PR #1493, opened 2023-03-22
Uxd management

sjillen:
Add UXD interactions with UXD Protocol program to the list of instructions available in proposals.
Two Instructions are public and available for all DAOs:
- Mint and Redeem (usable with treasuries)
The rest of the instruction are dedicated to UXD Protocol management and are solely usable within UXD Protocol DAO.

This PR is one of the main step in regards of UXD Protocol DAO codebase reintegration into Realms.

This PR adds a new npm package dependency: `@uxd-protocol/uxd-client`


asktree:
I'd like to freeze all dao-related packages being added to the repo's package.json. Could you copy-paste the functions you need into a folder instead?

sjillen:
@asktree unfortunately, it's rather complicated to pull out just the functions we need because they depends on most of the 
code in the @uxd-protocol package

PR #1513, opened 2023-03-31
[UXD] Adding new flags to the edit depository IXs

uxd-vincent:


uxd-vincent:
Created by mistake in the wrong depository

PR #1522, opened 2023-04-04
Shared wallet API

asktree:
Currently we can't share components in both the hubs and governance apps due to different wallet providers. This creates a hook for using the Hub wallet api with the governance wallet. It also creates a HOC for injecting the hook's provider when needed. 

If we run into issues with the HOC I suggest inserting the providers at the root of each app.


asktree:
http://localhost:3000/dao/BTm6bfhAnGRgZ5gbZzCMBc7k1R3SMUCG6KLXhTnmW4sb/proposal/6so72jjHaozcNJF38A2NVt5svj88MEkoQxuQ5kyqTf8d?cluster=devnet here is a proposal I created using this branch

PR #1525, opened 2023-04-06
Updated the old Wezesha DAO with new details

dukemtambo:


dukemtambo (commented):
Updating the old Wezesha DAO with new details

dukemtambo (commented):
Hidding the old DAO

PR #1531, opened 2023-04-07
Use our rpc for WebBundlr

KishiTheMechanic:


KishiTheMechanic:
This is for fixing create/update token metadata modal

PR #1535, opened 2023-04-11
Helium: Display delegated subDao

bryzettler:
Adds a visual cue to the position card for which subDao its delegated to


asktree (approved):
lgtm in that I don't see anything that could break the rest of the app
______________________________
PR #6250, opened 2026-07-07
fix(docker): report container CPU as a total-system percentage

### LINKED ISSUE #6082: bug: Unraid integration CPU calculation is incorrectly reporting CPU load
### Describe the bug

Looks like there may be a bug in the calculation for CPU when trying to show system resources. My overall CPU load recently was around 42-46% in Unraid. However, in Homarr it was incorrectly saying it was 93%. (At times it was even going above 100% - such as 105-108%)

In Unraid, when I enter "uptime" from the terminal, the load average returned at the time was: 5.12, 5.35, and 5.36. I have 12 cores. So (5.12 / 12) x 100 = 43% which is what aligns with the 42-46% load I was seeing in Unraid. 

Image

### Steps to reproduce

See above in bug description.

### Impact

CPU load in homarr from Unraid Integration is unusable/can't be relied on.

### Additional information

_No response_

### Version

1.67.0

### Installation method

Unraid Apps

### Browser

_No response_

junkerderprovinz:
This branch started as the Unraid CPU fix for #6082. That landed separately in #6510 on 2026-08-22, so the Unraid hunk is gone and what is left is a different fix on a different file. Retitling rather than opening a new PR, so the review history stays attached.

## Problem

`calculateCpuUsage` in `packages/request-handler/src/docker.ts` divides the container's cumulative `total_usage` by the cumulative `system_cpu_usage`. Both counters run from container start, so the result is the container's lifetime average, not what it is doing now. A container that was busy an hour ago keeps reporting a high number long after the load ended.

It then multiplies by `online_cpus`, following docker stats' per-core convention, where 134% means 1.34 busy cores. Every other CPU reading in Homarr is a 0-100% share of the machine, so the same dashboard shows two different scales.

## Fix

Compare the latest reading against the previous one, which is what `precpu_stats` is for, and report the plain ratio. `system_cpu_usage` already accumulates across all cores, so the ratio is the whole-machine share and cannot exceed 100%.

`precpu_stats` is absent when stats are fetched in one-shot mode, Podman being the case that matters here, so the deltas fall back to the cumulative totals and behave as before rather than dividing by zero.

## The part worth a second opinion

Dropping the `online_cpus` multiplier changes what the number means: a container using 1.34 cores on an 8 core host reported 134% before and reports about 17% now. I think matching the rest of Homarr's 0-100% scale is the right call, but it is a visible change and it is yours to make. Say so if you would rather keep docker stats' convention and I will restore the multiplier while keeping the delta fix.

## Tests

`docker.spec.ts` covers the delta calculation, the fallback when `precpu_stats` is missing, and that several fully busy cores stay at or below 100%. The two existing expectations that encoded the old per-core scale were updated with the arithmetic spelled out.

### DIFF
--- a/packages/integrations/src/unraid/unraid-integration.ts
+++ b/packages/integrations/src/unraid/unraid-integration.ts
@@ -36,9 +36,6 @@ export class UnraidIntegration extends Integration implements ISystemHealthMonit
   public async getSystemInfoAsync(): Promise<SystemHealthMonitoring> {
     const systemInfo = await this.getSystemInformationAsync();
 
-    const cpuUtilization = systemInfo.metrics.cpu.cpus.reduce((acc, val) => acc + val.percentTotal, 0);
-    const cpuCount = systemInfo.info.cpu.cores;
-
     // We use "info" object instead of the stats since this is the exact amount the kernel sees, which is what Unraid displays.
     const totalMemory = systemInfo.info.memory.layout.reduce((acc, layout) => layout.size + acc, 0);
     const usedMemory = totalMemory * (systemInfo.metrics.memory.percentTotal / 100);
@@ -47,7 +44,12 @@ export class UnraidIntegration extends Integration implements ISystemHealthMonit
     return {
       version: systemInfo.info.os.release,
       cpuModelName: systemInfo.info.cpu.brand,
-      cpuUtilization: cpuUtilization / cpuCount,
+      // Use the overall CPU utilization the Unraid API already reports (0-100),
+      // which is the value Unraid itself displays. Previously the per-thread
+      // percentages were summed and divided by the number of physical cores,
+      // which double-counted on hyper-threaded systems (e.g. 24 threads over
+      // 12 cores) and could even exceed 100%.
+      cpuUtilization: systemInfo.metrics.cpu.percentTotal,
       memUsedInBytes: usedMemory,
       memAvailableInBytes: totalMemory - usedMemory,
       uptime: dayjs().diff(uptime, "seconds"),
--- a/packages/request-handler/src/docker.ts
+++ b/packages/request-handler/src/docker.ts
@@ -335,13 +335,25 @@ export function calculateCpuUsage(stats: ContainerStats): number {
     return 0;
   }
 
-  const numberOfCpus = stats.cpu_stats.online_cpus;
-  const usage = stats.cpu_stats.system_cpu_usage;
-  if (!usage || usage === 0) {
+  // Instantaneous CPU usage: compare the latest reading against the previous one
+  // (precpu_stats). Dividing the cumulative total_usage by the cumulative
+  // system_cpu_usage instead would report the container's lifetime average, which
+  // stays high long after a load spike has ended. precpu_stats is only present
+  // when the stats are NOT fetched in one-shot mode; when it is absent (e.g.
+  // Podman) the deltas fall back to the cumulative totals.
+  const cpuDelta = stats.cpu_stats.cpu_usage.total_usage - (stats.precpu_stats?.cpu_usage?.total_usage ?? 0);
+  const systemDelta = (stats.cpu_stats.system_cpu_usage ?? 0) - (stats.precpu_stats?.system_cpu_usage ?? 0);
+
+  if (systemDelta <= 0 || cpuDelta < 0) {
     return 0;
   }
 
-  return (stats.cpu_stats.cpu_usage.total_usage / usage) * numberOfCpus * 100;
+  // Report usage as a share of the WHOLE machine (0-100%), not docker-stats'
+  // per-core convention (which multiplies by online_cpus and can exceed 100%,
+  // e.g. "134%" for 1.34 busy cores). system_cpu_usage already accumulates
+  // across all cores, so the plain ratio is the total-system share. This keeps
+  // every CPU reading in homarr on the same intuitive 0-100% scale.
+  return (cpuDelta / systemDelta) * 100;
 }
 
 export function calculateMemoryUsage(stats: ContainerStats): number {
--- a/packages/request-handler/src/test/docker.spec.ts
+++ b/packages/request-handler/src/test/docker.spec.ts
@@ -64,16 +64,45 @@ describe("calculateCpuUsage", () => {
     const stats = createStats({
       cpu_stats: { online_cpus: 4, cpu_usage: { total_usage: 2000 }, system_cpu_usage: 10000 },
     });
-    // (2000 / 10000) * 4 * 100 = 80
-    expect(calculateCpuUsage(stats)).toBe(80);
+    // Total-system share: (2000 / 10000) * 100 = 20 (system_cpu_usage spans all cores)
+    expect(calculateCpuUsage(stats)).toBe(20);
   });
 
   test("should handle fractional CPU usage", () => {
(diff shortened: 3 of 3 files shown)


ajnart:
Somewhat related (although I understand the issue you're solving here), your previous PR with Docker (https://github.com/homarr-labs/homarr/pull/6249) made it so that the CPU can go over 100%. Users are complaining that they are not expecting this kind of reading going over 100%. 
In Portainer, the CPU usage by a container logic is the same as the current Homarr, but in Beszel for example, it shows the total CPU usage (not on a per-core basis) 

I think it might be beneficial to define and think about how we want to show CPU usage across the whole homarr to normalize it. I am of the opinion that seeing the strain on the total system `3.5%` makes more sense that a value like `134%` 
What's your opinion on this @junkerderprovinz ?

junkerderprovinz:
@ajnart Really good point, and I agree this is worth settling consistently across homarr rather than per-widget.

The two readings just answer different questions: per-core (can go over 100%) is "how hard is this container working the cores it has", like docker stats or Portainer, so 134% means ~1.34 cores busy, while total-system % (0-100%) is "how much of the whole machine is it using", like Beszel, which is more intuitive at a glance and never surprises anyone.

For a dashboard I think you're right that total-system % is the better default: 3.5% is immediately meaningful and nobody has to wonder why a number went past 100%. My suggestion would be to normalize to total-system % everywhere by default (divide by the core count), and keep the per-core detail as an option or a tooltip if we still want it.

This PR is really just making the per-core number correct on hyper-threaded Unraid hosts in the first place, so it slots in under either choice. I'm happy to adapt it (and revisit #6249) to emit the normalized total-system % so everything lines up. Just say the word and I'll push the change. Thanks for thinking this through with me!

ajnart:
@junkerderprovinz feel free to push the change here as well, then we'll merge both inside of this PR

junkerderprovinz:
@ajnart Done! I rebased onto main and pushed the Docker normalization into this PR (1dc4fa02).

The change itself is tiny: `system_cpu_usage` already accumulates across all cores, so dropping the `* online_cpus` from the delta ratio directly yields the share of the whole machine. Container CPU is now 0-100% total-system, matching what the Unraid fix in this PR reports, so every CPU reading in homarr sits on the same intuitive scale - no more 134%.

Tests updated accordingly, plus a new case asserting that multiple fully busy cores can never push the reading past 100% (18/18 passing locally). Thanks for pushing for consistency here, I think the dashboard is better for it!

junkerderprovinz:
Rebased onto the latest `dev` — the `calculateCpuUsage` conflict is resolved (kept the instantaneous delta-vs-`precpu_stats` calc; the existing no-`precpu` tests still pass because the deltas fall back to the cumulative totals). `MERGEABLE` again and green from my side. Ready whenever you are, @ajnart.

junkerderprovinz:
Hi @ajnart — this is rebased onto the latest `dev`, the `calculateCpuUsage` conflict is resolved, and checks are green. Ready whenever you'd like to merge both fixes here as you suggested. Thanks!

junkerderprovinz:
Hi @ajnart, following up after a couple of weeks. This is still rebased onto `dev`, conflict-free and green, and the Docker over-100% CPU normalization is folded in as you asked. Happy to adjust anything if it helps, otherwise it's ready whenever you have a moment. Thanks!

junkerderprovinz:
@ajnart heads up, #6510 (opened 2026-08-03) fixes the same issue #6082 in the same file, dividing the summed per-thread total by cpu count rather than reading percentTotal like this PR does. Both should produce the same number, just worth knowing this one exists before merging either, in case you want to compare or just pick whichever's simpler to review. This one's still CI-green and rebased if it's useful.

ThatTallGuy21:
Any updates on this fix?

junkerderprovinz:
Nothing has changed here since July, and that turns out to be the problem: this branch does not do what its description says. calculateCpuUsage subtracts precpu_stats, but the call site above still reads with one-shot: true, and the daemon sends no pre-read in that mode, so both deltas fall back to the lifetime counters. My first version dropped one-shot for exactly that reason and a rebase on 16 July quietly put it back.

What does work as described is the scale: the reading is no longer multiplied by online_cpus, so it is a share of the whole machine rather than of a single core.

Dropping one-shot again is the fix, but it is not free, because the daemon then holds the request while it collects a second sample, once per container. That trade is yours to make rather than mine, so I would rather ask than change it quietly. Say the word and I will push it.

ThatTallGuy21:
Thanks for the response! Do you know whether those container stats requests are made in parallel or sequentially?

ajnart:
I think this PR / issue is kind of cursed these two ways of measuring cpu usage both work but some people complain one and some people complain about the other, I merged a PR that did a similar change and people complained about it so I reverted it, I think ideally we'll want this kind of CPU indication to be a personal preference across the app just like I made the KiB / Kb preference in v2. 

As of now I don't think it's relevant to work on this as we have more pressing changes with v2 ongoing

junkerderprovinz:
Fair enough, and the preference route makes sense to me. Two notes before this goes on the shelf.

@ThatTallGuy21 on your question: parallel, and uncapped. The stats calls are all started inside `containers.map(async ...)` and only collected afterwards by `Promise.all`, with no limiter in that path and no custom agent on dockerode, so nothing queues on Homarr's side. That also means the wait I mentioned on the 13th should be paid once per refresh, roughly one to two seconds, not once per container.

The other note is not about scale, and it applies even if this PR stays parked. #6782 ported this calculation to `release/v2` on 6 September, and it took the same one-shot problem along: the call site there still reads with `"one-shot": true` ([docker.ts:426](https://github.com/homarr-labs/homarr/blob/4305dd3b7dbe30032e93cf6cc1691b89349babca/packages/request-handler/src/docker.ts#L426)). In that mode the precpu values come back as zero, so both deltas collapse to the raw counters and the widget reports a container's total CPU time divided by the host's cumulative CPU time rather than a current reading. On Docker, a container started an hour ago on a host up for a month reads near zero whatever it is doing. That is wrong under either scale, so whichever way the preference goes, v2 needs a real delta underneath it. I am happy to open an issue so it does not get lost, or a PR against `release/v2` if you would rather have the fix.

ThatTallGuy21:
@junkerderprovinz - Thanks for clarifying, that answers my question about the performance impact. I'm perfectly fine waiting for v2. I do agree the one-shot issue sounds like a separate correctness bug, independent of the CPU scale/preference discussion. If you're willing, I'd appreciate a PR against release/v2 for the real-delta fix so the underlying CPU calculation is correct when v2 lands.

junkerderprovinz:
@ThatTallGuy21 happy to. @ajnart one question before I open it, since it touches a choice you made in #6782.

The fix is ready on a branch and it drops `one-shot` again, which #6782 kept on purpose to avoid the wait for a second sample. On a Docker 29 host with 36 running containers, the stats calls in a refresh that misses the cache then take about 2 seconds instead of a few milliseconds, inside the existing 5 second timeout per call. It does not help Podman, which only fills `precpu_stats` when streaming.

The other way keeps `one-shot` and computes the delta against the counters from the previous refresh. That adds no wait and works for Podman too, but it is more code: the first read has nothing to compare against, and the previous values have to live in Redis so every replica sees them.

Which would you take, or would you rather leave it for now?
______________________________
Proceeding from the line containing "PR #1493, opened 2023-03-22" through the line containing "The rest of the instruction", transcribe the lines above exactly, both end lines included.

PR #1493, opened 2023-03-22
Uxd management

sjillen:
Add UXD interactions with UXD Protocol program to the list of instructions available in proposals.
Two Instructions are public and available for all DAOs:
- Mint and Redeem (usable with treasuries)
The rest of the instruction are dedicated to UXD Protocol management and are solely usable within UXD Protocol DAO.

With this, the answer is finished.